Many players took to Turtle Rock’s forums during the last open beta to voice their disapproval about the Wraith, which uses a nasty teleport skill to whiz in and out of fights. It is with great sadness that I must tell you that the Wraith is still broken. Inexperienced players will not lay a finger on the extremely mobile monster, and those with some skill will likely fall for its disgusting decoy skill.

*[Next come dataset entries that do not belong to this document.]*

PR #276, opened 2017-09-11
cortexa: Remove problematic code for AHB access.

gsmcmullin:
The old code for 'fast' memory accesses using the AHB directly has problems with data consitency.  Until this can be resolved, I'm removing the affected code.

This should also fix #275


nsd20463:
Yes removing the code fixes the bugs in it.

PR #279, opened 2017-09-19
cortexa: Check for fault on set/clear soft breakpoint.

gsmcmullin:


dpiegdon:
works:

(gdb) break *0xc010d87c
Breakpoint 3 at 0xc010d87c
(gdb) c
Continuing.
Warning:
Cannot insert breakpoint 3.
Cannot access memory at address 0xc010d87c

(gdb)

PR #285, opened 2017-09-24
F4 rework

UweBonnes:


gsmcmullin:
Please remove unrelated commit 759d2df.
This looks good, but the changes are significant and I'd like to test on actual hardware before merging.

UweBonnes:
I removed to unrelated change.

I tested with a 1.6 MiByte Hex file on a F429. I could load  at 0x8000000 and also at 0x801000 with some normal program loaded and running at 0x800000 and compare-section succeeded in both cases.
The changes probably still contain some errors but probably less than before. And the remaining are best found by using it.

UweBonnes:
Argh, at test on F746 fails...

UweBonnes:
The failing test was due to an image too large. For me,  gdb stalled silently in that case. I think the patch is ready for inclusion (famous last words :-)

gsmcmullin:
Please fix the printf formatting issues so the CI build passes.  Use the `PRIx32` for `uint32_t` formatting.

UweBonnes:
I removed noisy debug output kept the debug output on unexpected error paths. Formatting is fixed.

PR #287, opened 2017-09-24
Update libopencm3

gsmcmullin:


UweBonnes:
The errors I saw not really happened consistant. However they happened before I applied the patch and happened not more after applying the patch at least on a first test. So please pull...

esden:
Did some minor testing and it all seems to be working fine. :) Good to merge I think. :+1:

PR #1139, opened 2022-07-27
Fix: Tiva-C/Stelaris device probing issues

dragonmux:
In this PR we seek to address issues probing for TI Tiva-C and Stelaris devices which, because of where the probe routine is in the sequence, get put into a bad state and fail to scan under certain circumstances by the time the routine fires.

In addressing this we have inadvertantly ended up diving into the LM3S datasheets and adding support for a couple of new micros + fixing the Flash and RAM regions for another.

This fixes #958

PR #1144, opened 2022-07-29
fix: Use standard macros for debug message formating

ylm:


dragonmux:
Thank you for the contribution! Unfortunately, this is a duplicate of the ADIv5 cleanup commit in #1139 - certainly can't blame you for not knowing that though.

For reasons to do with the way the constant is presently defined, formatting it actually has to be done with `"%lX"` rather than `"%" PRIx32`- If you alter this PR to make the definition of the constant use the `UINT32_C` macro to eliminate this problem, we'll take this change over our own.

ylm:
Would it make sense for me to cherry-pick your ADIv5 commit and include it as part of this PR for thoroughness as it's not a complete overlap?

dragonmux:
yes, that does make sense.

ylm:
That should do it

ylm:
Thanks a lot for the code review

src/target/adiv5.c
```diff
@@ -64,9 +64,9 @@
  *                                 V
  *                           Component ID
  */
-#define CID_PREAMBLE    0xB105000DUL
-#define CID_CLASS_MASK  0x0000F000UL
-#define CID_CLASS_SHIFT 12UL
+#define CID_PREAMBLE    UINT32_C(0xB105000D)
+#define CID_CLASS_MASK  UINT32_C(0x0000F000)
+#define CID_CLASS_SHIFT UINT32_C(12)
```
dragonmux, line 69: This one can and should just be `12U`

dragonmux (approved):
LGTM, there's one advisory item but this is otherwise ready for merge

dragonmux (approved):
LGTM, merging.

PR #1141, opened 2022-07-28
Fix/lpc1143 probe

perigoso:
new attempt at fixing #912 / #1140

PR #1146, opened 2022-07-29
Rework/cleanup TARGETID handling

perigoso:
built on top of #1143 mind the extra commits

This tries to improve readabilty and correctness in the initialization of the dp and the reading and usage of targetid

This needs some more thorough testing, but so far it looks good, on some embedded jlink targets target id is now being read where it was not before

changed the logic in the target probe "selection" including the change mentioned on discord

~~note: i think we can, and should, safely move the target id reading inside the dp_init method, but I'll leave that for a future cleanup~~

### DIFF
--- a/src/command.c
+++ b/src/command.c
@@ -359,8 +359,8 @@ static void display_target(int i, target *t, void *context)
 	const char attached = target_attached(t) ? '*' : ' ';
 	const char *const core_name = target_core_name(t);
 	if (!strcmp(target_driver_name(t), "ARM Cortex-M"))
-		gdb_outf("***%2d %c Unknown %s Designer 0x%03x Partno 0x%03x %s\n", i, attached, target_driver_name(t),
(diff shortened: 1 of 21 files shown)


perigoso:
This PR also supersedes #1141, so that may be closed if this is to be merged

perigoso:
Tested probe (hosted and native) with success on:
- Nordic nRF52
- SAMS70J19A
- Atmel SAM3U
- 1 Unknown ARM Cortex-M Designer 0x423 Part ID 0x150 (Renesas RA6M2)
- RP2040

dragonmux:
Please rebase this then we'll review and merge it.

perigoso:
ready.

perigoso:
should be good to go right after 1143 merge

dragonmux (approved):
LGTM! We'll merge once we've tested against our Tiva-C target too

PR #1147, opened 2022-07-30
fix: Add nop instruction for timing purpose

ylm:
Adding a nop instruction in the no_delay TMS sequence routine fixes timing on the f4discovery platform


dragonmux (approved):
LGTM, merging.

PR #1148, opened 2022-07-30
Fixed compatibility issues with CH32F1 driver and other STM32F103 clones

grumat:
I receive a new Bluepill+ board from WeAct Studios which has a APM32F103CBT6 µC part number (APEX/Geehy). But had an issue with BMP V1.8.0. Writing flash simply froze (GDB load command).
My board was identified as `CH32F1 medium density (stm32f1 clone) M3` which caused the issue, since this clone does not support the Fast Flash feature. Reading documentation, I saw that the Fast Flash Flag has a default value of **0** in a regular STM32 and also on the APM32Fxx.
Reading the source code, I noticed that this condition is not tested during the `probe` function.
The PR that I am posting solves the issue for me, but I have no CH32F part to test if the patch breaks something for this family.
Now my board is identified as `STM32F1 (clone) medium density M3` and works as expected.

### DIFF
--- a/src/target/ch32f1.c
+++ b/src/target/ch32f1.c
@@ -150,6 +150,12 @@ static int ch32f1_flash_lock(target *t)
 {
 	DEBUG_INFO("CH32: flash lock \n");
 	SET_CR(FLASH_CR_LOCK);
+	uint32_t cr = target_mem_read32(t, FLASH_CR);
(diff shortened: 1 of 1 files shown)


dragonmux (approved):
LGTM. The register read back should be read into a const value, and the flash lock function should return a bool, but those are cleanup items we can do separately. We'll merge this now.

PR #1149, opened 2022-07-30
Fix: ch32f1 cleanup

dragonmux:
This PR cleans up some type abuse and missing `static` in the CH32F1 code.

The cleanup was prompted by #1148 which fixes a bug in how CH32F1 parts are probed for vs other clones.


esden (approved):
LGTM

PR #1150, opened 2022-07-30
Supports for BlackPill AT32F403A

grumat:
While Chip crisis is ongoing one more common alternative developed by WeActStudio, the [BlackPill AT32F403A](https://github.com/WeActStudio/WeActStudio.BlackPill).
This PR adds support for the entire family of chips. This family may offer an _external Flash_, which requires custom flash code to be used. With this PR the interface common to STM32F103 allows for 256KB usage, which is quite a good start.
Tested with the referred board.

### DIFF
--- a/src/target/target_probe.h
+++ b/src/target/target_probe.h
@@ -37,6 +37,7 @@ bool efm32_aap_probe(ADIv5_AP_t *ap);
 bool rp_rescue_probe(ADIv5_AP_t *ap);
 
 bool ch32f1_probe(target *t); // will catch all the clones
+bool at32fxx_probe(target *t); // STM32 clones from Artery
 bool gd32f1_probe(target *t);
 bool stm32f1_probe(target *t);
 bool stm32f4_probe(target *t);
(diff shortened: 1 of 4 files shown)


dragonmux:
Thank you for the contribution! Before we dive into the code and do a full review, could we please ask you to update your default branch against main and rebase this PR to remove the merge commit?

Unfortunately we don't have any of the AT32F devices for now (though Esden has some AT32F103 clones on the way iwrc), so if you could provide some GDB output showing this working that would be helpful as a reference and to show it works.

src/target/target_probe.h
```diff
@@ -37,6 +37,7 @@ bool efm32_aap_probe(ADIv5_AP_t *ap);
 bool rp_rescue_probe(ADIv5_AP_t *ap);
 
 bool ch32f1_probe(target *t); // will catch all the clones
+bool at32fxx_probe(target *t); // STM32 clones from Artery
```
perigoso, line 40: Pleas add a probe alias on `target_probe.c`

grumat:
Sorry I am not used to git. Will try to figure out what this "rebase" stuff means. I'll update as soon as this is solved.

dragonmux:
The following two parts of the Git reference manual might help in explaining how rebasing works and what it is: https://git-scm.com/book/en/v2/Git-Branching-Rebasing and https://git-scm.com/docs/git-rebase

PR #1153, opened 2022-07-31
Fix: rp2040 code cleanup

dragonmux:
In this PR we re-order and clean up the RP2040 support code to make it easier to read and ordered/structured more like other existing targets.

This does include some clang-tidy warnings fixes and reduces code size by a few bytes, but is otherwise purely reorganisation and renaming work.

Tested working against our RP2040.


esden (approved):
LGTM

esden:
I tested this on my RP2040 board and all seems to be good as far as I can tell.

PR #1164, opened 2022-08-05
Fix: BMDA uses the wrong libusb

dragonmux:
This PR cleans up the CFLAGS and LDFLAGS building to use pkg-config to find libusb1 and corrects the pkg-config presence check


esden (approved):
LGTM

The third tier of hunters are also strong. This might be by design, which makes some sense. These talented hunters are a gift for those who toil long enough to unlock them. But I am not quite sure if it’s a positive thing for Abe to be much stronger than Griffith. They are both the same class and should do the same thing, so why can one do it a lot better? A team of tier-three hunters will be nearly unstoppable against most veteran monster players, even if they are using the Wraith.
Conclusion
Evolve broke my heart.
I love the concept behind Evolve, and Turtle Rock delivered in a big way. Its unorthodox playstyle cleverly uses conventional controls from our favorite shooters and MOBAs to keep players feeling safe. It’s brooding presentation inspires a lack of hope in those leaping to certain doom from the hunters’ space ship.
But it doesn’t offer enough yet, and what content options it does have is cloaked behind a clunky menu that doesn’t permit players to hop into its varying modes. Evolve had a beautiful start, but now it’s time to add to it. We need a queue for players that want to play one round of the nest, rescue or defend modes. We need more character choices, maps and play modes.
If those demands are met, Evolve’s value will skyrocket. Until then, I can only assign a score to the game in front of me.
Score: 72/100
Evolve was released for the PlayStation 4, Xbox One and PC on Feb. 10. 2K Games provided GamesBeat with a PC Deluxe Digital Download version of Evolve for the purposes of this review.